-------- Information provided
PR #980, opened 2025-01-31
fix: axis passthrough

henryiii:
Followup to #977. Uses the new axes if one is provided.

I wonder if we should allow axis + other args, if someone wants to use a new axis with a custom mapping?

We'll have to work out the correct mapping for flow bins for the four cases.

### DIFF
--- a/docs/changelog.md
+++ b/docs/changelog.md
@@ -2,9 +2,31 @@
 
 ## Version 1.5
 
+### Version 1.5.2
+
+Fix for axis metadata not passing though non-uniform rebinning correctly. Flow
+bins are now preserved when doing a non-uniform rebinning. Also adds the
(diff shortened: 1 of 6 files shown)


henryiii:
What would you expect to happen if you rebin an axis that doesn't have flow? Specifically:

```python
h = bh.Histogram(bh.axis.Regular(5, 0, 5, underflow=False, overflow=False))
h.fill([-1, 1.1, 2.2, 3.3, 4.4, 5.5])
hs = h[bh.rebin(edges=[0, 3, 5.0])]
```

Should `hs.axis[0]` have flow bins?

henryiii:
Actually, I think it should match `rebin(2)`, which matches the original. :)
----------------
- _Exercise_:
Reproduce the line containing "Also adds the" and every line after it. Stop at the last line of the records, and add nothing.

- _Answer_:
+bins are now preserved when doing a non-uniform rebinning. Also adds the
(diff shortened: 1 of 6 files shown)


henryiii:
What would you expect to happen if you rebin an axis that doesn't have flow? Specifically:

```python
h = bh.Histogram(bh.axis.Regular(5, 0, 5, underflow=False, overflow=False))
h.fill([-1, 1.1, 2.2, 3.3, 4.4, 5.5])
hs = h[bh.rebin(edges=[0, 3, 5.0])]
```

Should `hs.axis[0]` have flow bins?

henryiii:
Actually, I think it should match `rebin(2)`, which matches the original. :)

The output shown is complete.